American pornographic film actress (born 1983/1984)

Carmen Hart (born ) is an American pornographic film actress and exotic dancer native to North Carolina.

==Career==

In October 2005, Hart signed on as a contract performer with Wicked Pictures for two years.
Over the course of her adult industry career, Hart continued to be featured as a dancer in men's clubs as well as appear at modeling shows and conventions in the United States and abroad.

===Appearances===
In March 2007 Hart made an appearance at the 56th Annual Miss USA Pageant at the Hollywood Kodak Theatre. She was the current Miss Exotic International title holder and watched as controversial Miss USA 2006 Tara Conner crowned her successor, Rachel Smith.
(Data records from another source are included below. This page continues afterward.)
Issue #5695, opened 2021-06-15
Building Superbuild VTK fails with missing Qt component (Qt5X11Extras)  in Linux systems


RafaelPalomar:
Building the Superbuild VTK fails with the following error
```
-- SplineDrivenImageSlicer: Building as a Remote VTK module
CMake Error at /usr/lib64/cmake/Qt5/Qt5Config.cmake:28 (find_package):
  Could not find a package configuration file provided by "Qt5X11Extras" with
  any of the following names:

    Qt5X11ExtrasConfig.cmake
    qt5x11extras-config.cmake

  Add the installation prefix of "Qt5X11Extras" to CMAKE_PREFIX_PATH or set
  "Qt5X11Extras_DIR" to a directory containing one of the above files.  If
  "Qt5X11Extras" provides a separate development package or SDK, be sure it
  has been installed.
Call Stack (most recent call first):
  GUISupport/Qt/CMakeLists.txt:77 (find_package)
```
## Steps to reproduce

1. Configure Slicer in a Linux system without the Qt5X11Extras component installed.
2. Try to build

## Expected behavior

The detection of a missing component should be done during configuration of Slicer and not during the process of building

## Environment
- Slicer version: Slicer-v4.11.20210226 
- Operating system: Gentoo Linux (I believe this operates the same in all linux systems)

PR #5696, opened 2021-06-15
COMP: Check for Qt5X11Extras on Linux

RafaelPalomar:
`Qt5X11Extras` is a Qt componnent required to build the Superbuild `VTK` in
the current configuration, however, this component is not required when
configuring Slicer. In abscence of installed `Qt5X11Extras` the build will
fail on `VTK`.

his commit adds Qt5X11Extras as a required component for Linux systems
and closes Slicer/Slicer#5695

### DIFF
--- a/CMakeLists.txt
+++ b/CMakeLists.txt
@@ -576,6 +576,13 @@ endif()
     Xml XmlPatterns
     Svg Sql
     )
+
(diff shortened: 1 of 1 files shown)


jcfr (approved):

jcfr:
Thanks for the patch :pray:

PR #5700, opened 2021-06-17
ENH: Make Clone action clone a segment when a segment is selected in subject hierarchy

lassoan:
Previously, "Clone" action duplicated the entire segmentation node, even when right-clicked on a segment.
This commit changes the behavior so that if the user right-clicks on a Segment and chooses Clone then only that selected segment will be cloned.


Modules/Loadable/Segmentations/SubjectHierarchyPlugins/qSlicerSubjectHierarchySegmentationsPlugin.cxx
```diff
@@ -712,10 +712,19 @@ void qSlicerSubjectHierarchySegmentationsPlugin::onSegmentAdded(vtkObject* calle
...
+      {
+      positionUnderParent = segmentation->GetSegmentIndex(segmentId);
+      }
+
     // Add the segment in subject hierarchy to allow individual handling (e.g. visibility)
     vtkIdType segmentShItemID = shNode->CreateHierarchyItem(
       segmentationShItemID, (segment->GetName() ? segment->GetName() : ""),
-      vtkMRMLSubjectHierarchyConstants::GetSubjectHierarchyVirtualBranchAttributeName());
+      vtkMRMLSubjectHierarchyConstants::GetSubjectHierarchyVirtualBranchAttributeName(),
+      segmentation->GetSegmentIndex(segmentId));
```
cpinter, line 727: This should be `positionUnderParent` I guess.

cpinter (changes requested):
Thanks Andras! It looks good, I just added one thing that I think should fixed.

Modules/Loadable/Segmentations/SubjectHierarchyPlugins/qSlicerSubjectHierarchySegmentationsPlugin.cxx
lassoan: Yes! Good catch.

PR #5704, opened 2021-06-21
Fix markups edit properties

lassoan:
Fixes https://discourse.slicer.org/t/crash-on-selecting-point-properties-after-using-surface-cut/18234/2


lassoan:
@Sunderlandkyl I'll merge this now, as pull requests related to markups are piling up, but it would be nice if you could have a look at this later.

Sunderlandkyl:
Sorry, I missed this. It looks good to me.

PR #5710, opened 2021-06-28
DOC: Update plugin logic example based on recent renames

jamesobutler:
Methods were renamed as part of recent work in 598dea0b5f2acadffde161111bc071eff0dc8b25.

`setDisplayedViewMenuActionNames` and `availableViewMenuActionNames` were originally added as part of 62fe31fb179e5c904f5d8157739483dee6669a44 which was included in Slicer v4.11.20200930 and v4.11.20210226.


lassoan (approved):
Thank you!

Hart was also spotted with celebrity judge Vanessa Minnillo and event producer Donald Trump. Later she made a guest appearance on the Los Angeles-based syndicated KROQ FM radio show Loveline.

In May 2007 Hart was featured on the cover of Strip Las Vegas magazine. Later in November Hart was featured along with pornographic film actress Tera Patrick in the 100th issue of GlamorGirl magazine.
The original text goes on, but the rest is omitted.